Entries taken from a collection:
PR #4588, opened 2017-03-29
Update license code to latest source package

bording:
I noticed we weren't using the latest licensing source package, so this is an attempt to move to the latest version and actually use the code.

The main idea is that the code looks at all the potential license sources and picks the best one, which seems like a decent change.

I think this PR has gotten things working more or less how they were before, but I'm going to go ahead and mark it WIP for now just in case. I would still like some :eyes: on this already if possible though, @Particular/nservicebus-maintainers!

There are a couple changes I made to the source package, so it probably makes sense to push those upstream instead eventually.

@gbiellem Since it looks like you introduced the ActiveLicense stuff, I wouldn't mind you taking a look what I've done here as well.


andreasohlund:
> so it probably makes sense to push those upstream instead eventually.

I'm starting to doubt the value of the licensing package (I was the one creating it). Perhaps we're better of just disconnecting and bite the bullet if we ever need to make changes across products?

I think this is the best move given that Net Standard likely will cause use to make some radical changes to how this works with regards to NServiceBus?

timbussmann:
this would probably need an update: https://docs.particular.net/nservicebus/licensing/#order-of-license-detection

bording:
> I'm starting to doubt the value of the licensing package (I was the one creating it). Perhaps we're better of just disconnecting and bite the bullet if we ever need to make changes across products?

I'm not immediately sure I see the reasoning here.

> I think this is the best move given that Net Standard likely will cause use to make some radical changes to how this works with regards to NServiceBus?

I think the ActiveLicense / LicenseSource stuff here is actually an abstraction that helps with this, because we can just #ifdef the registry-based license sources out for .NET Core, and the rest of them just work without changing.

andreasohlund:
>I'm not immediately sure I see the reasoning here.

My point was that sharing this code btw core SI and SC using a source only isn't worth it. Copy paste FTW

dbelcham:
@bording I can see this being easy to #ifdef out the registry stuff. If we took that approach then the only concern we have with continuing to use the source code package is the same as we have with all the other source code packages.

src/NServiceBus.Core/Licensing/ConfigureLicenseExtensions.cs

==

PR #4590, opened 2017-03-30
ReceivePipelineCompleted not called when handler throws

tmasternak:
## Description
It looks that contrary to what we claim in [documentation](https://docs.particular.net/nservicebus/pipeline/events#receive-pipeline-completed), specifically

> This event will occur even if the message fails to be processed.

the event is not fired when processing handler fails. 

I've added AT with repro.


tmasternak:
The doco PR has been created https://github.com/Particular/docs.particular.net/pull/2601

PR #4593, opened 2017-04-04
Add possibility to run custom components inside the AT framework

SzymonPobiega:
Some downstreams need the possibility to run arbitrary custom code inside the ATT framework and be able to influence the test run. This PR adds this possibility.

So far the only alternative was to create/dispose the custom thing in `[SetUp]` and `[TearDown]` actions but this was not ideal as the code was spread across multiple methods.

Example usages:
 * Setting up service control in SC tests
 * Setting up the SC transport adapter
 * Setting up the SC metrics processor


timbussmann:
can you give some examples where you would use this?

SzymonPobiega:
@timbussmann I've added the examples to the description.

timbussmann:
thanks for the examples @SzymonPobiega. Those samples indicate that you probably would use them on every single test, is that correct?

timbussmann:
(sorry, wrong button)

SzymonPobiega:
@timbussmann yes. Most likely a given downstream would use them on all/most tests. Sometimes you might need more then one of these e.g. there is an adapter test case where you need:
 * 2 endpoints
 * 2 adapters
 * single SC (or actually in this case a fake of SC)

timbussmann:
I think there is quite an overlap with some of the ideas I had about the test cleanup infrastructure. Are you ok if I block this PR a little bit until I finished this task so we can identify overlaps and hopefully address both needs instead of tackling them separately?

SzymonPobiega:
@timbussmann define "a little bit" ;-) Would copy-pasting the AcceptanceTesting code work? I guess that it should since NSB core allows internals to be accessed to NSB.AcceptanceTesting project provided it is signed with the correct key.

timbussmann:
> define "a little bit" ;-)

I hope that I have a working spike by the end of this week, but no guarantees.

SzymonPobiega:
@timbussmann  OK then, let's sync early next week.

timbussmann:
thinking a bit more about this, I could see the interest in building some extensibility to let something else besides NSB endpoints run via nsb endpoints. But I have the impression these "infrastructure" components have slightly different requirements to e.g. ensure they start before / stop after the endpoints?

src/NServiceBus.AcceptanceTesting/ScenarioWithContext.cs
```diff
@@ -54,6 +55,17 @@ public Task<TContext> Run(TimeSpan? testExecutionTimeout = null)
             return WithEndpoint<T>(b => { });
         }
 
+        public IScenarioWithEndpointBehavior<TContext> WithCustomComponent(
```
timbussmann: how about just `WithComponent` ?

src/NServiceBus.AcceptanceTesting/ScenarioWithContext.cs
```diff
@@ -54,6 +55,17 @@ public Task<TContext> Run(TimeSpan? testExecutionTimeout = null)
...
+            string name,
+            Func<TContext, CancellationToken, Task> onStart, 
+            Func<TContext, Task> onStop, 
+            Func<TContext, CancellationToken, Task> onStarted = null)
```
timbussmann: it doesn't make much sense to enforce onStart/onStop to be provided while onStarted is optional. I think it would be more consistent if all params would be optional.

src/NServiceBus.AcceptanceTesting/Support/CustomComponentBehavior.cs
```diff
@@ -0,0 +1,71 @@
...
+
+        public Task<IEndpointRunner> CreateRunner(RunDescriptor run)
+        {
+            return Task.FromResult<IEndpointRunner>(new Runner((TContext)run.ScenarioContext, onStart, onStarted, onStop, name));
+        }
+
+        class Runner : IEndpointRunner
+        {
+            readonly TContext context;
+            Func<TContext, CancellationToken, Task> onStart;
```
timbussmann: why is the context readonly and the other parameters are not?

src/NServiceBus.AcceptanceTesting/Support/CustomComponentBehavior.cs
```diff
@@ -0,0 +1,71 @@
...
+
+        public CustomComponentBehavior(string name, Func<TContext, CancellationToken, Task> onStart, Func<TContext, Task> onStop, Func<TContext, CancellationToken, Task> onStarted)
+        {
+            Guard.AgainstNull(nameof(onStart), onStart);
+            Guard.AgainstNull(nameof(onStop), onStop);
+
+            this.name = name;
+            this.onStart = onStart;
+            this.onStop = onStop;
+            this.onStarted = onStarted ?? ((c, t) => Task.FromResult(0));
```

__INSTRUCTIONS FOR THE TASK__
If a line in the data above holds the string "IEndpointRunner", report that line.

__RESULT FOR THIS EXERCISE__
+        public Task<IEndpointRunner> CreateRunner(RunDescriptor run)
+            return Task.FromResult<IEndpointRunner>(new Runner((TContext)run.ScenarioContext, onStart, onStarted, onStop, name));
+        class Runner : IEndpointRunner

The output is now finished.